Q is a partial function of values between B** and B** i.e. there can be values in B**’s domain which don’t map back to values in B** (that is what a partial function is). Simply put, this means that there are sequences (finite / infinite) which don’t have a solution in B**.

An imperative machine (A, c) is a finite set of actions and control functions. The set A is the set of actions are generally the instructions that are executed in a computation.

A program of length m is represented as p : N->A – a function between the number and set of actions. A way to say that for every N there is one program (actions) of length N. In simple words, a program of length m.

Now, that a program has been defined of length m, it is time to consider the state of the program as it executes (via a thread). bn+1 = p(c(bn))(bn), for bn being the state in B**. Here,

- c(bn) gives the nth number to execute
- p(c(bn)) the nth instruction to execute
- p(c(bn))(bn) – result of this execution (apply the nth instruction determined by c(bn), to the bnth data to get the output of the execution)

Now, the author explains the actual problem with threads.

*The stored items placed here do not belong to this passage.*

PR #498, opened 2022-04-26
Create a workflow that prepares a release

nirinchev:
Creates a workflow we can use to trigger a release build. Example PR being opened by the workflow: https://github.com/realm/realm-dart/pull/504.

It also replaces all the changelogs with symlinks to the main package changelog. The reason is that it simplifies workflows if we only have to update a single changelog and is offering too little value to end users since they're unlikely to ever interact with the common packages.

Fixes https://github.com/realm/realm-dart/issues/532
Related to https://github.com/realm/realm-dart/issues/487


.github/workflows/prepare-release.yml
```diff
@@ -0,0 +1,44 @@
...
+        id: update-changelog
+        uses: realm/ci-actions/update-changelog@dac063f8ebd86c201590d07536d6f56f86f66ba9
+        with:
+          changelog: ${{ github.workspace }}/CHANGELOG.md
+
+      - name: Update pubspec.yaml
+        uses: jacobtomlinson/gha-find-replace@b76729678e8d52dadb12e0e16454a93e301a919d #! 2.0.0
+        with:
+          find: 'version: .*'
+          replace: 'version: ${{ steps.update-changelog.outputs.new-version }}+alpha'
```
nielsenko, line 25: So `+alpha` is hardcoded in the action.. I guess that is okay

.github/workflows/prepare-release.yml
```diff
@@ -0,0 +1,44 @@
...
+          include: '**/pubspec.yaml'
+
+      - name: Update realm.podspec
+        uses: jacobtomlinson/gha-find-replace@b76729678e8d52dadb12e0e16454a93e301a919d #! 2.0.0
+        with:
+          find: "  s.version                   = '[^']*'"
```
nielsenko, line 31: Should we be a little less brittle wrt whitespace?

.github/workflows/prepare-release.yml
nirinchev: Yeah, that's only temporary until we move to 1.x at which point we can drop the +alpha.

.github/workflows/prepare-release.yml
nirinchev: The podspec file is arranged so that the `=` signs are aligned one under another so I don't suppose this will change often. I can change that to a more convoluted regex, but it seems like a bit of an overkill.

.github/workflows/prepare-release.yml
```diff
@@ -13,3 +13,34 @@ jobs:
...
+
+      - name: Update pubspec.yaml
+        uses: jacobtomlinson/gha-find-replace@b76729678e8d52dadb12e0e16454a93e301a919d #! 2.0.0
+        with:
+          find: 'version: .*'
+          replace: 'version: ${{ steps.update-changelog.outputs.new-version }}+alpha'
+          include: '**/pubspec.yaml'
+
+      - name: Update realm.podspec
+        uses: jacobtomlinson/gha-find-replace@b76729678e8d52dadb12e0e16454a93e301a919d #! 2.0.0
```
desistefanova, line 31: Why do we need this specific commit b767296 of jacobtomlinson/gha-find-replace?

.github/workflows/prepare-release.yml
```diff
@@ -13,3 +13,34 @@ jobs:
...
+        with:
+          find: "  s.version(\\s+)= '[^']*'"
+          replace: "  s.version$1= '${{ steps.update-changelog.outputs.new-version }}+alpha'"
+          include: '**/realm.podspec'
+
+      - name: Create Release PR
+        uses: peter-evans/create-pull-request@7380612b49221684fefa025244f2ef4008ae50ad #! 3.10.1
+        with:
+          branch: release/${{ steps.update-changelog.outputs.new-version }}
```
desistefanova, line 40: Where is this variable coming from `steps.update-changelog.outputs.new-version`?

nielsenko (approved):

desistefanova (approved):
I have only two questions while trying to understand how it works.

.github/workflows/prepare-release.yml
nirinchev: This is a best practice when using 3rd party actions. If we were to use `jacobtomlinson/gha-find-replace@v2`, an attacker that compromises the `jacobtomlinson/gha-find-replace` repo can push the v2 tag pointing to a malicious commit. It's part of the security hardening recommendations by Github: https://docs.github.com/en/actions/security-guides/security-hardening-for-github-actions#using-third-party-actions.

.github/workflows/prepare-release.yml
nirinchev: It's this step: https://github.com/realm/realm-dart/blob/984017ca461a692541abd068ad95af82ccdba368/.github/workflows/prepare-release.yml#L17-L21

The action is part of our common CI actions: https://github.com/realm/ci-actions/tree/main/update-changelog. Once it runs, it will set the `new-version` variable to the inferred new version from the changelog.

blagoev (approved):
I have the feeling we are doing it wrong by using single changelog in all packages. Hope this does not come back to bite us at some point

.github/workflows/prepare-release.yml
```diff
@@ -13,3 +13,42 @@ jobs:
...
+        uses: jacobtomlinson/gha-find-replace@b76729678e8d52dadb12e0e16454a93e301a919d #! 2.0.0
+        with:
+          find: "  s.version(\\s+)= '[^']*'"
+          replace: "  s.version$1= '${{ steps.update-changelog.outputs.new-version }}+alpha'"
+          include: '**/realm.podspec'
+
+      - name: Update realm_core.libraryVersion
+        uses: jacobtomlinson/gha-find-replace@b76729678e8d52dadb12e0e16454a93e301a919d #! 2.0.0
+        with:
+          find: "  String get libraryVersion => '[^']*';"
```
blagoev, line 40: Should we fail CI if we can not find this line. Just to be sure we don't refactor this code

nirinchev: Added a check for that

PR #505, opened 2022-04-26
tests: email/password register user

### LINKED ISSUE #453: Implement tests: Auth Provider: register email

desistefanova:
Testing register user with email/password authentication provider. Fixes #453


test/credentials_test.dart
```diff
@@ -36,4 +36,61 @@ Future<void> main([List<String>? args]) async {
...
+  baasTest('Email/Password - register user', (configuration) async {
+    final app = App(configuration);
+    final authProvider = EmailPasswordAuthProvider(app);
+    String emailPrefix = generateRandomString(5);
+    String username = "realm_tests_do_autoverify$emailPrefix@bar.com";
+    String password = "SWV23R#@T#VFQDV";
+    await authProvider.registerUser(username, password);
+    final user = await app.logIn(Credentials.emailPassword(username, password));
+    await app.logout(user);
+    await app.removeUser(user);
```
desistefanova, line 60: By some reason the user is not removed from the app. Should be investigated.

nielsenko (approved):

test/credentials_test.dart
nirinchev: We probably don't these here and we'll write separate tests for user.logout/app.removeUser.

nirinchev: We probably don't these here and we'll write separate tests for user.logout/app.removeUser.

nirinchev (approved):

test/credentials_test.dart
desistefanova: Yes sure.

nirinchev (changes requested):
These tests appear not to be running on CI. Can you hold off on merging them until we figure out what's going on? They are skipped but no reason is provided:

Screen Shot 2022-04-29 at 01 26 19

desistefanova:
> These tests appear not to be running on CI. Can you hold off on merging them until we figure out what's going on? They are skipped but no reason is provided:
> 
> Screen Shot 2022-04-29 at 01 26 19

I think the problem is in this row in `baasTest`
```
if (skip == null) {
    skip = url == null ? "BAAS URL not present" : true;
```
I will try to fix it.

nirinchev:
It looks like there's a bug in the skip logic: https://github.com/realm/realm-dart/blob/f3920a70bf48d82536225f2a1e352a7191d9e563/test/test.dart#L221-L223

For a sequential process b(n+1) is always defined for a given n. The output is always deterministic. But, if there are (say) two threads running concurrently accessing this data, then the equation becomes: bn+1 = pi(c(bn))(bn) for i in {1, 2}. (please read the pi as p subscript i). In this case, given the value of i, the next state is determined by either p1(c(bn))(bn) or p2(c(bn))(bn). So, even though, the next instruction as returned by the control function is known, the next state is nondeterministic because of the value of i that is picked up at that instance of time. And of course, if there are two CPUs (or cores) whose time slice is given to both of these threads, then the data access problems become compounded.

I hope I was able to explain the theory (I do know that it is not possible to explain theory withouth the right mathematical symbols, I shall fix that soon, once I get my head around either MathML or using LaTEX in HTML) as to why there is a problem with threads. The last equation of the program presentation is the crux of the complete problem. The bn+1 i.e the next stage is very clearly defined in the case of a sequential program, whereas in the concurrent program with threads, it is not defined. This essentially is the crux of the problem.

The author at the end of the paper tries to model the concurrent computation thus:

f: (T->B**) -> (T->B**). Here T is an *ordered *set of *tags*. The order of these tags can be determined by various factors like time, causality etc. In simple terms, based on some order within a set of tags, the next instruction to execute is picked, and that tries to find an output from a similar set of outputs – nondeterminism in its fullest.

Please let me know if I have made any factual errors in trying to explain the theory of the problem with threads. The idea behind the post was to make it easy for people to understand what those (sometimes scary) formal symbols actually meant.